Authored by benlangmuir on Jul 15 2022, 10:49 AM.

Details

Summary

The "strict context hash" is insufficient to identify module
dependencies during scanning, leading to different module build commands
being produced for a single module, and non-deterministically choosing
between them. This commit switches to hashing the canonicalized
CompilerInvocation of the module. By hashing the invocation we are
converting these from correctness issues to performance issues, and we
can then incrementally improve our ability to canonicalize
command-lines.

This change can cause a regression in the number of modules needed. Of
the 4 projects I tested, 3 had no regression, but 1, which was
clang+llvm itself, had a 66% regression in number of modules (4%
regression in total invocations). This is almost entirely due to
differences between -W options across targets.

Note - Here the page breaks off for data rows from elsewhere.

PR #2812, opened 2021-09-28
refactor(structure): replace icons with icons from `@sanity/icons`

sjelfull:
### Description

This migrates the icons used in @sanity/structure to use `@sanity/icons`.

This also caused a series of linting/type issues in structure because the types currently use legacy types like `Function` that isn't allowed in newer lint rules. The test snapshots does not match either since the icons is wrapped in `React.forwardRef`.

I have worked around/fixed this by:
- mapped a custom type `FixMe` to `Function` with a comment explaining why we lint ignore it and replaced all instances with the new `FixMe` type
- updated types where I think it made sense, like replacing `{}` with `Record<string, unknown>`, replacing `any` with `unknown` etc.
- updating the test snapshots.

[sc-11466] [sc-11467]

### What to review

- That all the type fixes looks fine.
- That the test snapshot change is okay

### Notes for release

n/a

### DIFF
--- a/packages/@sanity/structure/src/ChildResolver.ts
+++ b/packages/@sanity/structure/src/ChildResolver.ts
@@ -1,4 +1,5 @@
 import {CollectionBuilder, Collection, SerializePath, SerializeOptions} from './StructureNodes'
+import {FixMe} from './types'
 
 export interface ChildResolverOptions {
   index: number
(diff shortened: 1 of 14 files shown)


packages/@sanity/structure/src/ChildResolver.ts
```diff
@@ -8,10 +9,11 @@ export interface ChildResolverOptions {
   serializeOptions?: SerializeOptions
 }
 
-export type ItemChild = CollectionBuilder | Collection | Function | undefined
+// eslint-disable-next-line @typescript-eslint/ban-types
```
bjoerge, line 12: is this still needed?

bjoerge (approved):
Think there might be one eslint disabled-comment that's no longer needed. Otherwise LGTM!

packages/@sanity/structure/src/ChildResolver.ts
sjelfull: Nope

PR #2815, opened 2021-09-29
fix(state-router): fix disabled intent links

sjelfull:
### Description

This fixes a problem with IntentLinks that is passed the `disabled` prop or in other ways isn't "ready", as with the link in the reference input.

image

Before this fix you could click the intent link, and it just sent you to a non-existing url `/intent/edit//`, which in turn gave you an error screen.

### What to review

- Compare behaviour of the intent link on the reference input before and after the fix is applied
- Does a `span` for a "disabled" link make sense?

### Notes for release

- Fixed JS error when clicking intent links in empty reference inputs 

[sc-11533]


RitaDias (approved):
Someone else should probably get some eyeballs on this as well but 👍

sjelfull:
Closing in favour of another approach to this by @RitaDias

Of this, 25% of the
additional modules are system modules, which we could avoid if we
canonicalized -W options when -Wsystem-headers is not present --
unfortunately this is non-trivial due to some warnings being enabled in
system headers by default. The rest of the additional modules are mostly
real differences in potential warnings, reflecting incorrect behaviour
in the current scanner.

There were also a couple of differences due to -DFOO
-fmodule-ignore-macro=FOO, which I fixed here.

Since the output paths for the module depend on its context hash, we
hash the invocation before filling in outputs, and rely on the build
system to always return the same output paths for a given module.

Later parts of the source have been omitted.